Available records:

★ ★ ★ ★ ★

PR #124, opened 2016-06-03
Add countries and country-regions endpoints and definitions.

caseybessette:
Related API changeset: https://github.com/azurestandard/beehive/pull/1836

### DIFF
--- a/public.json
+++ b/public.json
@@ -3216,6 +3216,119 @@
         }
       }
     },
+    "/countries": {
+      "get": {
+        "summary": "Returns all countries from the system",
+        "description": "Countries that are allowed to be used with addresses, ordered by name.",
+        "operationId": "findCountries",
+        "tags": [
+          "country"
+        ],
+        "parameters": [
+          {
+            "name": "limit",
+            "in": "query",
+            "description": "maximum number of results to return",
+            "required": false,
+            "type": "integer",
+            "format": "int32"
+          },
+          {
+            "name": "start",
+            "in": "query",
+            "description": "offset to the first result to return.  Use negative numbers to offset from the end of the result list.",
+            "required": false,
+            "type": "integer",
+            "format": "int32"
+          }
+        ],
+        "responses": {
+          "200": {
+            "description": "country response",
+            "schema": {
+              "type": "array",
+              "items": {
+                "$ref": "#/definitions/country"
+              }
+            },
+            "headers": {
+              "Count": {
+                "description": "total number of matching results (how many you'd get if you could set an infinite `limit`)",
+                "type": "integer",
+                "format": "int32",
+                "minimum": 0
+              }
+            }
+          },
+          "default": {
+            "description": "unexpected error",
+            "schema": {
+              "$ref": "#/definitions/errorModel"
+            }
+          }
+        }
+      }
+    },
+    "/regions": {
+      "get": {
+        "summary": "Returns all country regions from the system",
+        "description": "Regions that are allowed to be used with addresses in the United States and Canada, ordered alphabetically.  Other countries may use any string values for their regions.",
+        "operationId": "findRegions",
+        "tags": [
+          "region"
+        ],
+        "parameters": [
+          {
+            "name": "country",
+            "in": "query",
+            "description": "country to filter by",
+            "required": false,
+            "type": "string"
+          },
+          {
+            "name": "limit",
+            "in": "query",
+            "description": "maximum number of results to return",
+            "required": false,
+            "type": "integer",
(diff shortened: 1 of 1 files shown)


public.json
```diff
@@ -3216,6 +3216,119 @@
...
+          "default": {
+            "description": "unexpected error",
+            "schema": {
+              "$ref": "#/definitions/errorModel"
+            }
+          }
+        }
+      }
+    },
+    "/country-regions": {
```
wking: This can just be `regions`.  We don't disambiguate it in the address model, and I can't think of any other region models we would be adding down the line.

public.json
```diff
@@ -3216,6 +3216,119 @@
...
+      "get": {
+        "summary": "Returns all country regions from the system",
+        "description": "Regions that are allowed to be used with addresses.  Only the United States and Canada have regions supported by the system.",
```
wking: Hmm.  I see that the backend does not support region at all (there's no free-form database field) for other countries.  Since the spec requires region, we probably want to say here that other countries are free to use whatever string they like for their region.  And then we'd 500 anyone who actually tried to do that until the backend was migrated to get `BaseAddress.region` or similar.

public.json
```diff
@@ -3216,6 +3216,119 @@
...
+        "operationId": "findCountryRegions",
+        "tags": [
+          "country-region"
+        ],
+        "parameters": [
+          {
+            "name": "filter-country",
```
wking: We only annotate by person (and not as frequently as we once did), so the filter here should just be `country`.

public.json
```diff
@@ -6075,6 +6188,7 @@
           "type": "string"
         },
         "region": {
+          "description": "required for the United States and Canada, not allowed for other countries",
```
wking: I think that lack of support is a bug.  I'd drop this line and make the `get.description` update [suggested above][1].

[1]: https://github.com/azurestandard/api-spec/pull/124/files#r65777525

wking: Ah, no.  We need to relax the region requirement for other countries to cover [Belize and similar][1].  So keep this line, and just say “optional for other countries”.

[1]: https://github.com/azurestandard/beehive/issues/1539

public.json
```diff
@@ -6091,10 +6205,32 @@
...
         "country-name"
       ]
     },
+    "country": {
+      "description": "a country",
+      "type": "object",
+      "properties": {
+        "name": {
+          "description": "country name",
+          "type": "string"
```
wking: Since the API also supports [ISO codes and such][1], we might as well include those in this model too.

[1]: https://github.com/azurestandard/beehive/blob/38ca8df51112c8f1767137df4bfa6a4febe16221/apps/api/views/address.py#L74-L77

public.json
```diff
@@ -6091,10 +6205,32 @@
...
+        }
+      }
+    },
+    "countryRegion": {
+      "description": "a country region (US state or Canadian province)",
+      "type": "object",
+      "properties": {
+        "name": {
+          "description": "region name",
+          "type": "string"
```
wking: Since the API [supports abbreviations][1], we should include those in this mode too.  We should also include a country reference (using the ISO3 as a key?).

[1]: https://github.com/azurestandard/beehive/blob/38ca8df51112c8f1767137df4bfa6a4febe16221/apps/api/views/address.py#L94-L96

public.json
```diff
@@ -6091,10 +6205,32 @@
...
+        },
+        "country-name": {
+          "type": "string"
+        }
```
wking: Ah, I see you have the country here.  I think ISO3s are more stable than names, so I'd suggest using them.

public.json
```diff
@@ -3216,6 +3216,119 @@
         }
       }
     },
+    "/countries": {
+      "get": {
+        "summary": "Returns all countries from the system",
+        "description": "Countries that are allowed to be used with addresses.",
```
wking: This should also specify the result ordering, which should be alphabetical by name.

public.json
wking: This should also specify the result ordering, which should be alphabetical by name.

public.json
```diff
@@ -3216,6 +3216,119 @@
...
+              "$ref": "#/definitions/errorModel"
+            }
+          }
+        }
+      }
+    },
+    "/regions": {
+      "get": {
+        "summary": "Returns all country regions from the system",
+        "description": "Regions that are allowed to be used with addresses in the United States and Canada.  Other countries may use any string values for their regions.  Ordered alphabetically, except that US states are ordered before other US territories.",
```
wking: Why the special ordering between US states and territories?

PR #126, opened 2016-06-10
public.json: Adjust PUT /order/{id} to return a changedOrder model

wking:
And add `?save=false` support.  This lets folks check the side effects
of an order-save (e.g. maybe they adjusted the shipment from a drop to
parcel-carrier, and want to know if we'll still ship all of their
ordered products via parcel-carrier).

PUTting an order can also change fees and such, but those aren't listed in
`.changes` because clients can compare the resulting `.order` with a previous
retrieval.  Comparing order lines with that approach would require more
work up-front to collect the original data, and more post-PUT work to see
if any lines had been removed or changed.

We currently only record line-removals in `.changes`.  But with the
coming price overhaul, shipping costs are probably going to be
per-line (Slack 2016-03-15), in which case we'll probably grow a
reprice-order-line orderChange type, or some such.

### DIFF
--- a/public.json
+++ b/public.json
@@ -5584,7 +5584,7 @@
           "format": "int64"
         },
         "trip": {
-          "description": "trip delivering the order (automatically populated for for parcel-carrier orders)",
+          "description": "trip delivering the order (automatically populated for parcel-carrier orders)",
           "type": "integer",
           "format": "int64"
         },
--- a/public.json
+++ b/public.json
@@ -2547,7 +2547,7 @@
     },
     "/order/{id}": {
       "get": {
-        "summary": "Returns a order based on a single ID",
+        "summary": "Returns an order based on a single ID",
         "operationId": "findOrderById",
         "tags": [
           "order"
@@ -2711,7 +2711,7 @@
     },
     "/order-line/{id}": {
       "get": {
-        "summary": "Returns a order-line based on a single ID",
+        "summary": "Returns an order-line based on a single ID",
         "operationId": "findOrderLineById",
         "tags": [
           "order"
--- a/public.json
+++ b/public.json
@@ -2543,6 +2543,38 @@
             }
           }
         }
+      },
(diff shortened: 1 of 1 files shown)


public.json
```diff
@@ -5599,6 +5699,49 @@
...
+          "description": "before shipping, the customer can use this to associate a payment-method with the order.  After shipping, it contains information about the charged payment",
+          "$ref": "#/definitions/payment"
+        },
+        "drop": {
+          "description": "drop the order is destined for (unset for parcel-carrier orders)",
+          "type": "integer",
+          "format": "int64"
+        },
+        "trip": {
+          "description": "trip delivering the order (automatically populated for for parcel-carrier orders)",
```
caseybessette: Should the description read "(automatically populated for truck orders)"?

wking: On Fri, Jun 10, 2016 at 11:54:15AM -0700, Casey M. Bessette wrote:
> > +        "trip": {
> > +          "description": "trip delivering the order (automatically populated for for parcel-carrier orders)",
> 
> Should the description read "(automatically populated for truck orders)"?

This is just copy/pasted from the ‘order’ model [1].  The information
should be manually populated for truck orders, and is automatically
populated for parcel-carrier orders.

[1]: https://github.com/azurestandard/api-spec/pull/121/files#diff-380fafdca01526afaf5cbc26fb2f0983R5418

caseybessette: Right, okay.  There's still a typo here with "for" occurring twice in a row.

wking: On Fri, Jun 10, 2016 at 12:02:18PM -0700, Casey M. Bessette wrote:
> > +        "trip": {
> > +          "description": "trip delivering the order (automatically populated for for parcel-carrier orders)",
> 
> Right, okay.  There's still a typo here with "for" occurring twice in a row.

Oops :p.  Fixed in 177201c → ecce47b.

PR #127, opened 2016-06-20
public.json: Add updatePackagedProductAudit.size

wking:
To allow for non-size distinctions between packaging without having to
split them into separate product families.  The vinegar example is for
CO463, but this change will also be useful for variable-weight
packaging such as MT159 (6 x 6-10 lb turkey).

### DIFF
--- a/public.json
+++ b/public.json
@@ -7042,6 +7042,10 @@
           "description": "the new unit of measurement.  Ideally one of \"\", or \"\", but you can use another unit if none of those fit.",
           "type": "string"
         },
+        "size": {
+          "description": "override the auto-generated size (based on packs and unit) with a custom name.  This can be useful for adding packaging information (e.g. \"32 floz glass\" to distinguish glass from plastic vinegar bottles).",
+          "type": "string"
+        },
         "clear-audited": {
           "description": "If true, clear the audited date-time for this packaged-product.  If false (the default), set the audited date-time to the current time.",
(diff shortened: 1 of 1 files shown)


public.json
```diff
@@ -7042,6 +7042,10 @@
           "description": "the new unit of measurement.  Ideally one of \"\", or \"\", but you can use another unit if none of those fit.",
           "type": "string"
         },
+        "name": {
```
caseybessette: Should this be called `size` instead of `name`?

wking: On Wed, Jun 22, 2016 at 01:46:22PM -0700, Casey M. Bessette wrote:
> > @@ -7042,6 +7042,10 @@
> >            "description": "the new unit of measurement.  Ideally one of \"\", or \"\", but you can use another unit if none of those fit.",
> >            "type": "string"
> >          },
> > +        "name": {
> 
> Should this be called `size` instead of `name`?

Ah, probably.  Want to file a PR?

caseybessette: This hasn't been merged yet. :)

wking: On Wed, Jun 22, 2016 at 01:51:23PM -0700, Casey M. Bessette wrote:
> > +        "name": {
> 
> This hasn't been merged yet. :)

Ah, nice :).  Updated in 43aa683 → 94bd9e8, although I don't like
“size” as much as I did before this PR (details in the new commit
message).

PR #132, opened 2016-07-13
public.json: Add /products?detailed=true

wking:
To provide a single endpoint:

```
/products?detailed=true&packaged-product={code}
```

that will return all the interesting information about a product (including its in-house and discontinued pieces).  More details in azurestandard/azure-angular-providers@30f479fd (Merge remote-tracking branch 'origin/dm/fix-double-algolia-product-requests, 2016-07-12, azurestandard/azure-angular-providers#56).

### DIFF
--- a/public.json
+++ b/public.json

★ ★ ★ ★ ★

Work to be completed:
Each line above that holds the string "delivering" should be copied and shown.

Answer to this exercise:
-          "description": "trip delivering the order (automatically populated for for parcel-carrier orders)",
+          "description": "trip delivering the order (automatically populated for parcel-carrier orders)",
+          "description": "trip delivering the order (automatically populated for for parcel-carrier orders)",
> > +          "description": "trip delivering the order (automatically populated for for parcel-carrier orders)",
> > +          "description": "trip delivering the order (automatically populated for for parcel-carrier orders)",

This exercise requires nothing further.